2/10/05—Boston College Law School’s Juvenile Rights Advocacy Project is pleased to announce that its art and entrepreneurship program for girls in the juvenile justice system, H.U.M.A.N. (Hear us Make Artistic Noise), will open the exhibit “On the Stand” on Friday, February 18th from 5:30-7:30 p.m. The exhibit, a dramatic and powerful collection of work from a rarely heard perspective, reflects girls’ voices through collage, painting, photography and graphic design while educating the larger community about the issues they face. It will be on display at the Cloud Foundation, located on Boylston Street across from the Boston Public Library.

“The project has really been life changing for these girls,” said JRAP Director Francine Sherman. “It allows them to express themselves in ways they may not have experienced before, while also giving them the opportunity to do something positive with the art they produce.”

The Juvenile Rights Advocacy Project is a clinical program at Boston College Law School in which students apply their education in juvenile justice and child advocacy to problem areas of juvenile representation and policy. Students primarily represent girls in the Massachusetts justice system across the full-range of their legal needs. Issues include delinquency, post-disposition administrative advocacy, special education, personal injury, status offenses, child abuse and neglect, and public benefits. In addition, students work as guardians-ad-litem for girls in the status offender system with a focus on education law.

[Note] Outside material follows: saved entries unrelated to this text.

PR #2939, opened 2020-06-28
Add stats for all updates

elsid:
Allows to discover issues like this:
sound

### DIFF
--- a/apps/openmw/engine.cpp
+++ b/apps/openmw/engine.cpp
@@ -67,6 +67,140 @@ namespace
         if (ret != 0)
             Log(Debug::Error) << "SDL error: " << SDL_GetError();
     }
+
+    struct UserStats
+    {
+        const std::string mLabel;
+        const std::string mBegin;
+        const std::string mEnd;
+        const std::string mTaken;
+
+        UserStats(const std::string& label, const std::string& prefix)
+            : mLabel(label),
+              mBegin(prefix + "_time_begin"),
+              mEnd(prefix + "_time_end"),
+              mTaken(prefix + "_time_taken")
+        {}
+    };
+
+    enum class UserStatsType : std::size_t
+    {
+        Input,
+        Sound,
+        State,
+        Script,
+        Mechanics,
+        Physics,
+        World,
+        Gui,
+
+        Number,
+    };
+
+    template <UserStatsType type>
+    struct UserStatsValue
+    {
+        static const UserStats sValue;
+    };
+
+    template <>
+    const UserStats UserStatsValue<UserStatsType::Input>::sValue {"Input", "input"};
+
+    template <>
+    const UserStats UserStatsValue<UserStatsType::Sound>::sValue {"Sound", "sound"};
+
+    template <>
+    const UserStats UserStatsValue<UserStatsType::State>::sValue {"State", "state"};
+
+    template <>
+    const UserStats UserStatsValue<UserStatsType::Script>::sValue {"Script", "script"};
+
+    template <>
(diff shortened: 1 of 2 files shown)


zinnschlag:
Good idea. The only thing I have to criticise is that this change makes two already overlong functions even longer. Looks like a prime candidate for refactoring. Note that I do not consider this a blocker. Merging this change and then doing the refactoring in a later PR would be perfectly adequate.

As I see it adding a stat consists of three parts:

1. measure the time (OMW::Engine::frame)
2. write it into the stats variable (OMW::Engine::frame)
3. setup the statshandler (OMW::Engine::Engine)

I suggest two improvements:

First, write a small RAII style helper class that handles the first two points by implementing these steps in the constructor/destructor. The code might look something like this:

```C++
{
  TimeStat stat("input", stats, frameNumber, mStartTick);
  mEnvironment.getInputManager()->update(frametime, false);
}
```

For the third point an array with a for loop could replace a lot of lines of code. At a cursory glance it seems that the only changing parameters are the tags (**input**_time_end, **input**_time_taken, **input**_time_begin). If that is correct a simple static string array would do the job.

fr3dz10:
Would you consider a frame_time_taken (ie total) as well? It can be useful to get a bigger picture when comparing changes in particular area I think

akortunov:
It is just a 1000/FPS.

fr3dz10:
Yes, but it is not exported in the stats file.

akortunov:
> Yes, but it is not exported in the stats file.

And it is not sum of updates anyway since OpenMW has another threads (Draw and GPU, for example).

elsid:
1. Made a type to measure duration whithin a scope and write to stats.
2. Setup stats handler initialization to minimize required code addition when new metric is introduced by using enum and some metaprogramming.

psi29a:
Cool, thanks @elsid

akortunov:
There are too many updaters now, and there is no enough place for other widgets, and profiler starts to cover more than half of screen on FullHD:
Screenshot_20200703_161109

I suppose that's why we initially did not implement them.

elsid:
But that's GUI problem. It should automatically adjust for given input to fit the window. I will try to fix it.

AnyOldName3:
We can always add another level of profiler so it's condensed into a few bars until you press F3 again.

Either way, the profiler isn't meant to be unobtrusive. You're not supposed to have it open while actually playing. It's not a problem if it overlays over the whole screen as long as it all *fits* on the screen. I can see the graphics stuff is falling off the bottom in that screenshot, so *something* needs to change, but it doesn't need to be purging of bars to make things concise.

akortunov:
> It should automatically adjust for given input to fit the window

Where to? Both widgets are just too large to place them vertically, and there is a place only on wide screens to place them horizontally.

elsid:
In general scrollbars are designed to fit inside a window more information that it can show. For this specific situation I can't say right now what solution is but definitely removing the information has lowest priority.

akortunov:
> but definitely removing the information has lowest priority.

You already remove information by placing it off-screen, what is not good.

If it is not possible to display a lot of info with our current layout, I'd suggest to do not add new data (that new updater bars, for example) until this issue is addressed.

Eli2:
Just reducing the space between the profiler rows might me enough.
Also the font size in general is too large imo.

elsid:
There is one simple solution - decrease font size, then everything will fit. And the complex one. We can try to change layout, like AnyOldName3 suggested. But all logic is implemented inside osg and not much is available for customization. So to do this we need to make a PR to osg or copy into openmw. I think to make a copy is preferable in the long term, because we can have more control and it's not very clear what customization is needed.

H.U.M.A.N. (Hear us Make Artistic Noise) is an art and entrepreneurship program of Boston College Law School’s Juvenile Rights Advocacy Project. H.U.M.A.N. works with girls (13-18) in the juvenile justice system to use the visual arts to document and communicate their life experience. Through the creation of a visual autobiography and the exhibition and marketing of their artwork the young women involved are empowered by – 1) following a complex project through to fruition; 2) having their voices heard through a visual medium; 3) participating in a collaborative project with other young women and teachers. Gender responsive programming builds young women’s self-esteem by offering them success in an enterprise of social value. By allowing the young women to create a finished work of art inspired by their experiences and then display and market their work, they will experience success, fostering self-esteem.